(Stored records)
····················

PR #560, opened 2025-04-14
feat(#537): tx validation

sourabhxyz:


symbolic-ledger/src/ZkFold/Symbolic/Ledger/Validation/Transaction/Core.hs
```diff
@@ -1,75 +1,117 @@
...
+import           ZkFold.Symbolic.Data.List        (List)
+import           ZkFold.Symbolic.Data.Maybe       (Maybe)
 import           ZkFold.Symbolic.Data.Morph
 import           ZkFold.Symbolic.Ledger.Types
 
+{- | Common witness for 'Input's validation, i.e., to verify that input belongs to valid UTxO set.
+
+__Note__: Having it as a type synonym helps significantly with compilation times.
+-}
+type UtxoWitness context =
```
sourabhxyz, line 28: @vlasin @TurtlePU Apparently `UtxoWitness` is causing compilation time blowup. I have made simplification in where I require single `UtxoWitness` for entire `TransactionBatch` (instead of requiring witness for each input inside each `Transaction` inside each `TransactionBatchData` inside each `TransactionBatch`) thus this `UtxoWitness` isn't further nested in a `List`.
But even in it's current format & usage, it takes significant time to compile (around 10 mins on my machine to solely compile validation related modules of `symbolic-ledger`).

TurtlePU: I guess this might happen because `List` usage generates a lot of constraints which end up being chained.
Also, why is `ImpredicativeTypes` enabled? Is it needed anywhere here? This might lead to the slowdown you experience as well

TurtlePU: About chained constraints -- I think removing the `context` param from `List` declaration might help

TurtlePU: Same question about `UndecidableInstances` -- is it really required here?

TurtlePU: Oh, I see! Then there's two ways to remove Impredicative Types (either one will do):
* add corresponding instances, as you suggested
* simplify Symbolic so that context switching is not needed

Both are right things to do and both will be done, but I guess the first solution is simpler to implement right now

sourabhxyz:
Superseded by https://github.com/zkFold/symbolic/pull/696.

PR #564, opened 2025-04-16
Test refactor

vlasin:


symbolic-base/test/Tests/Symbolic/Data/Common.hs
```diff
@@ -0,0 +1,234 @@
...
+  => x c
+
+specSymbolicFunction0 :: forall a x o .
+  ( Show a
+  , Eq (x (Interpreter a))
+  , Show (x (Interpreter a))
+  , MatchingSymbolicInput x o (Interpreter a) (ArithmeticCircuit a U1)
+  ) => String -> SymbolicFunction0 x -> Spec
+specSymbolicFunction0 desc v = describe desc $ do
+  it "evaluates correctly" $ evalCircuit0 @a (compileCircuit0 v) === v
```
TurtlePU, line 173: This property is always satisfied because each of the contexts evaluates the same witnesses in the same way thanks to the way `Symbolic` interface is defined

symbolic-base/test/Tests/Symbolic/Data/Common.hs
```diff
@@ -0,0 +1,234 @@
...
+
+{-
+  For all symbolic types we need to do the following:
+  1. Check that `fromConstant` and `toConstant` are inverse functions.
+  2. For all related functions, check that the circuit evaluation is equivalent to the function evaluation and
+     that the circuit's constraints are satisfied by the respective witness.
+  3. Run all type-specific checks in the interpreter context.
+-}
+
+specConstantRoundtrip :: forall a x .
```
TurtlePU, line 42: Since `x` is always used here with `Interpreter a`, the type can be generalized a bit:
```haskell
specConstantRoundTrip :: forall x .
    ( Arbitrary x, Eq x, Eq (Const x), Show x, Show (Const x)
    , FromConstant (Const x) x, ToConstant x
    ) => String -> String -> Gen (Const x) -> Spec
```

symbolic-base/test/Tests/Symbolic/Data/Common.hs
```diff
@@ -0,0 +1,234 @@
...
+  , Context (y c') ~ c'
+  , Layout (y c) ~ Layout (y c')
+  , Layout (y c) ~ o
+  , Payload (y c) ~ Payload (y c')
+  , Payload (y c) ~ U1
+  , BaseField (Context (y c)) ~ BaseField (Context (y c'))
+  , Binary (BaseField (Context (y c)))
+  )
+
+evalCircuit0 :: forall a x o . (Arithmetic a, Binary a, Representable o
```
TurtlePU, line 84: Once again, `x (Interpreter a)` can be generalized away here

symbolic-base/test/Tests/Symbolic/Data/Common.hs
```diff
@@ -0,0 +1,234 @@
...
+  , Context (x (Interpreter a)) ~ Interpreter a
+  , Layout (x (Interpreter a)) ~ ix
+  , SymbolicInput (y (Interpreter a))
+  , Context (y (Interpreter a)) ~ Interpreter a
+  , Layout (y (Interpreter a)) ~ iy
+  , SymbolicOutput (z (Interpreter a))
+  , Context (z (Interpreter a)) ~ Interpreter a
+  , Layout (z (Interpreter a)) ~ o
+  , Payload (z (Interpreter a)) ~ U1
+  , i ~ ix :*: iy
```
TurtlePU, line 116: `i` can be inlined into the argument type

symbolic-base/test/Tests/Symbolic/Data/Common.hs
```diff
@@ -0,0 +1,234 @@
...
+  , ToConstant (x (Interpreter a))
+  ) => String -> String -> Gen (Const (x (Interpreter a))) -> Spec
+specConstantRoundtrip symType hType gen = do
+  it (symType ++ " embeds " ++ hType) $
+    \(x :: x (Interpreter a)) -> fromConstant (toConstant x :: Const (x (Interpreter a))) === x
+  it (hType ++ " embeds " ++ symType) $ do
+    (x :: Const (x (Interpreter a))) <- gen
+    return $ toConstant (fromConstant x :: x (Interpreter a)) === x
+
+type MatchingSymbolicInput x i c c' =
```
TurtlePU, line 58: What about this?
```
type Match constr a i l x x' =
    ( constr x, constr x', Context x ~ Interpreter a, Context x' ~ ArithmeticCircuit a i
    , Layout x ~ Layout x', Layout x ~ l, Payload x ~ Payload x', Payload x ~ U1
    )
type Matching constr a i l x = Match constr a i l (x (Interpreter a)) (x (ArithmeticCircuit a i))
-- type MatchingSymbolicInput a i l x = Matching SymbolicInput a i l x
-- type MatchingSymbolicOutput a i l x = Matching SymbolicOutput a i l x
```

symbolic-base/test/Tests/Symbolic/Data/Common.hs
```diff
@@ -0,0 +1,234 @@
...
+  , Payload (x (ArithmeticCircuit a i)) ~ U1
+  , SymbolicInput (y (ArithmeticCircuit a i))
+  , Context (y (ArithmeticCircuit a i)) ~ ArithmeticCircuit a i
+  , Layout (y (ArithmeticCircuit a i)) ~ iy
+  , Payload (y (ArithmeticCircuit a i)) ~ U1
+  , SymbolicOutput (z (ArithmeticCircuit a i))
+  , Context (z (ArithmeticCircuit a i)) ~ ArithmeticCircuit a i
+  , Layout (z (ArithmeticCircuit a i)) ~ o
+  , i ~ ix :*: iy
+  ) => (forall c . Symbolic c => x c -> y c -> z c) -> ArithmeticCircuit a i o
```
TurtlePU, line 159: If we specialize `c` with `ArithmeticCircuit a i` here, we can 1) get rid of explicit specialization (`func @(...)`) next 2) generalize `z (ArithmeticCircuit a i)` and the like away

symbolic-base/test/Tests/Symbolic/Data/Common.hs
TurtlePU: It then suffices to define
```haskell
specConstantRoundtrip = specConstantRoundtrip'
```

TurtlePU (approved):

····················

Say how many lines in the entries include the string "List", and write nothing besides that number.

### Worked solution
4